A phase I clinical study was conducted to determine the maximum tolerated dose (MTD) and recommended dose (RD) of the standard treatment of 5-fluorouracil/l-leucovorin (5-FU/LV) with bevacizumab, in combination with radiation therapy in patients with locally advanced rectal cancer. Eligible patients had previously untreated stage T3 or T4 locally advanced rectal cancer. Patients received radiotherapy to the pelvis, at a total dose of 45 Gy in 25 fractions. During radiotherapy, patients received three courses of a simplified LV and 5-FU regimen (sLV5FU2), in combination with bevacizumab.

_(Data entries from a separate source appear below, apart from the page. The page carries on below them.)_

PR #6273, opened 2023-03-23
feat(pkg-manifest): preserve comments in YAML manifests

### LINKED ISSUE #2008: Request: Preserve comments and key orders in `package.yaml`/`pnpm-workspace.yaml` when run 'pnpm install --save', 'pnpm update --latest', etc.

danielbayley:
Following on from the basic implementation outlined [here](https://github.com/pnpm/pnpm/issues/2008#issuecomment-1481770483) in #2008—which works well—am I right in thinking that the `manifest: data` [here](https://github.com/pnpm/pnpm/blob/de1b78121cfba11269c5738daa5177ace4186ebb/pkg-manifest/read-project-manifest/src/index.ts#L92) (from [here](https://github.com/pnpm/pnpm/blob/de1b78121cfba11269c5738daa5177ace4186ebb/pkg-manifest/read-project-manifest/src/readFile.ts#L12)) containing the [AST](https://eemeli.org/yaml#content-nodes) (including comments) gets `normalize`d, and therefore lost [here](https://github.com/pnpm/pnpm/blob/main/pkg-manifest/read-project-manifest/src/index.ts#L217)?

@zkochan I’m keen to get this feature merged, but could do with some pointers as to the best approach…

Closes #2008.

### DIFF
--- a/pkg-manifest/read-project-manifest/src/readFile.ts
+++ b/pkg-manifest/read-project-manifest/src/readFile.ts
@@ -1,8 +1,23 @@
 import gfs from '@pnpm/graceful-fs'
 import { type ProjectManifest } from '@pnpm/types'
+import YAML from 'yaml'
 import JSON5 from 'json5'
 import parseJson from 'parse-json'
 import stripBom from 'strip-bom'
+
+export async function readYamlFile (filePath: string) {
+  const text = await readFileWithoutBom(filePath)
+  try {
+    return {
+      data: YAML.parseDocument(text),
+      text,
+    }
+  } catch (err: any) { // eslint-disable-line
+    err.message = `${err.message as string} in ${filePath}`
+    err['code'] = 'ERR_PNPM_YAML_PARSE'
+    throw err
+  }
+}
 
 export async function readJson5File (filePath: string) {
   const text = await readFileWithoutBom(filePath)
--- a/pkg-manifest/read-project-manifest/fixtures/commented-package-yaml/modified.yaml
+++ b/pkg-manifest/read-project-manifest/fixtures/commented-package-yaml/modified.yaml
@@ -1,0 +1,9 @@
+# This is an example of a package.yaml file with comments.
+
+  # pnpm should keep comments at the same indentation level
+  name: 'foo'
+  version: '1.0.0' # it should keep in-line comments on the same line
+  # It should allow in-line comments with no other content
+  type: 'commonjs'
+
+# And it should preserve comments at the end of the file. Note no newline.
--- a/pkg-manifest/read-project-manifest/fixtures/commented-package-yaml/package.yaml
+++ b/pkg-manifest/read-project-manifest/fixtures/commented-package-yaml/package.yaml
@@ -1,0 +1,9 @@
+# This is an example of a package.yaml file with comments.
+
+  # pnpm should keep comments at the same indentation level
+  name: 'foo'
+  version: '1.0.0' # it should keep in-line comments on the same line
+  # It should allow in-line comments with no other content
+  type: 'module'
+
+# And it should preserve comments at the end of the file. Note no newline.
--- a/pkg-manifest/read-project-manifest/src/index.ts
+++ b/pkg-manifest/read-project-manifest/src/index.ts
@@ -4,12 +4,12 @@ import { PnpmError } from '@pnpm/error'
 import { type ProjectManifest } from '@pnpm/types'
 import { extractComments, type CommentSpecifier } from '@pnpm/text.comments-parser'
 import { writeProjectManifest } from '@pnpm/write-project-manifest'
-import readYamlFile from 'read-yaml-file'
 import detectIndent from '@gwhitney/detect-indent'
 import equal from 'fast-deep-equal'
 import isWindows from 'is-windows'
 import sortKeys from 'sort-keys'
 import {
+  readYamlFile,
   readJson5File,
   readJsonFile,
 } from './readFile'
@@ -86,11 +86,15 @@ export async function tryReadProjectManifest (projectDir: string): Promise<{
   }
   try {
     const manifestPath = path.join(projectDir, 'package.yaml')
-    const manifest = await readPackageYaml(manifestPath)
+    const { data, text } = await readPackageYaml(manifestPath)
     return {
       fileName: 'package.yaml',
-      manifest,
-      writeProjectManifest: createManifestWriter({ initialManifest: manifest, manifestPath }),
+      manifest: data,
+      writeProjectManifest: createManifestWriter({ //initialManifest: data, manifestPath }),
+        ...detectFileFormatting(text), //AndComments(text),
+        initialManifest: data,
+        manifestPath,
+      })
     }
   } catch (err: any) { // eslint-disable-line
     if (err.code !== 'ENOENT') throw err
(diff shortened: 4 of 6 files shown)


danielbayley:
Would appreciate some pointers on [this](https://github.com/pnpm/pnpm/pull/6273#issue-1638496864) @zkochan

pkg-manifest/read-project-manifest/src/readFile.ts
```diff
@@ -1,9 +1,24 @@
 import gfs from '@pnpm/graceful-fs'
 import { type ProjectManifest } from '@pnpm/types'
+import YAML from 'yaml'
```
zkochan, line 3: we use `js-yaml` 
we shouldn't use 2 libraries for parsing yaml.

gusbemacbe: @danielbayley, can you update the suggestion given by @zkochan?

I am desperate to preserve the comments in the `pakcage.yaml`.

danielbayley: > we use `js-yaml`
> we shouldn't use 2 libraries for parsing yaml.

@zkochan I agree that 2 is not ideal… I suppose I’m proposing that we replace `js-yaml` with [eemeli.org/`yaml`](https://eemeli.org/yaml), because it retains comments very well, whereas `js-yaml` does not, and instead just discards them. Did you take a look at my working implementation here? https://github.com/pnpm/pnpm/issues/2008#issuecomment-1481770483

> can you update the suggestion given by @zkochan?

@gusbemacbe Unfortunately it isn’t a suggestion that helps with this implementation…

> I am desperate to preserve the comments in the *`package.yaml`.

Same!

gluxon: With a bit more research, I'd also be in favor of a move to [`yaml`](https://eemeli.org/yaml). It looks like `js-yaml` hasn't had a release for a few years.

Switching to `yaml` to avoid 2 libraries for parsing/serializing YAML files will take a bit of work though.

- Is there a performance difference? It'll be interesting to see a performance benchmark on serializing/deserializing a large `pnpm-lock.yaml` file between `yaml` vs `js-yaml`.
- There's patches to `js-yaml` that we'll need to replicate in `yaml`. https://github.com/nodeca/js-yaml/compare/master...pnpm:js-yaml:features-for-pnpm

@danielbayley Do you happen to have bandwidth for such an investigation? If not, we can spin up a different pull request investigating a switch from `js-yaml` to `yaml` that would merge before this PR.

gusbemacbe:
@zkochan, do you have to review this PR and to test, modifying a bit, to see if it will work? We are desperate to preserve the comments in the `package.yml` file.

pkg-manifest/read-project-manifest/src/readFile.ts
danielbayley: > @danielbayley Do you happen to have bandwidth for such an investigation?

Unfortunately not, currently.

> If not, we can spin up a different pull request investigating a switch from `js-yaml` to `yaml` that would merge before this PR.

@gluxon Fully in favour of the switch… and definitely agree that should be a separate PR, preceding this one. I would be keen to pick up the baton after that to implement comment preservation…

gluxon:
> @zkochan, do you have to review this PR and to test, modifying a bit, to see if it will work? We are desperate to preserve the comments in the `package.yml` file.

I think Zoltan's last review around avoiding 2 yaml libraries makes sense and still applies today. Would be curious for his thoughts on whether we should migrate in a separate PR though.

pkg-manifest/read-project-manifest/src/readFile.ts
gluxon: Sounds good! Thanks @danielbayley.

gluxon:
Thanks! I'll revive this PR and rebase it against the `main` branch.

I do agree with your original concern that having two yaml libraries baked into pnpm is unfortunate since that increases its distribution size though. 😞

gluxon:
> Yeah having both is obviously not ideal, but if we can improve the performance of the YAML library itself, that would be the best longterm solution… Also I should add that there is more than one `parse` method available ([`parse`](https://eemeli.org/yaml#yaml-parse) and [`parseDocument`](https://eemeli.org/yaml#parsing-documents)), the latter of which better keeps track of formatting/comments/anchors/aliases etc.—and is therefore likely inherently a bit slower—and the other which does not, so we could e.g. use `parse` for the lockfile operations, and `parseDocument` for config… which might address some of the performance concerns (although I’m not sure how negligible those are in the first place…?)

Good ideas there! I did end up needing to use the document-level API for the lockfile in order to match pnpm's current lockfile stringification format. The performance wasn't too bad on a medium-size lockfile, but I want to test on a large real world codebase later.

Proof of concept for that here:

- https://github.com/pnpm/pnpm/pull/10390

> I want to help out revive this effort, but disaster has struck my MacBook Pro, so am having to deal with that mess of getting back up and running, rather than use the extra holiday time to catch up on open source as I had planned… :/

Oh no! I hope the disaster sorts itself out soon and you can still enjoy your holiday time + work on some open source.

danielbayley:
For reference, a recent implementation of this same thing here: https://github.com/antfu-collective/taze/pull/225.

danielbayley:
> hope the disaster sorts itself out soon and you can still … work on some open source.

@gluxon Thanks, not exactly back up and running (that will take a while with my elaborate setup!) but enough to work on this for now…

zkochan:
pnpm is rewritten to rust. This PR is not needed anymore

gusbemacbe:
Good evening, @zkochan!

Two smaller quesions:

1. Can I use still YAML instead of JSON?
2. Can I comment something on the YAML file (if you confirm the item 1)?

Bevacizumab was infused at a fixed dose of 5 mg/kg on Days 1, 15 and 29. The sLV5FU2 regimen consisted of 200 mg/m(2) of LV administered by continuous intravenous (i.v.) infusion over 2 h, followed by 400 mg.m(2) of 5-FU administered by i.v. bolus injection, delivered at an initial loading dose of 2,000 mg/m(2) over 46 h. The dose was gradually increased to determine the MTD and RD of this regimen. Of the patients enrolled in the study, two developed Grade 3 diarrhea and one developed Grade 3 neutropenia. Since dose-limiting toxicity (DLT) occurred in two out of the six patients, 5-FU at a dose of 2,000 mg/m(2) over 46 h was determined as the MTD and designated as the RD, taking into consideration the toxicities in matched patients who received standard preoperative chemoradiotherapy with sLV5FU2 during the same period. The combination of 5-FU, LV, bevacizumab and radiotherapy in patients with locally advanced rectal cancer was found to be tolerable, with encouraging response rates. Further investigation is required in a phase II setting.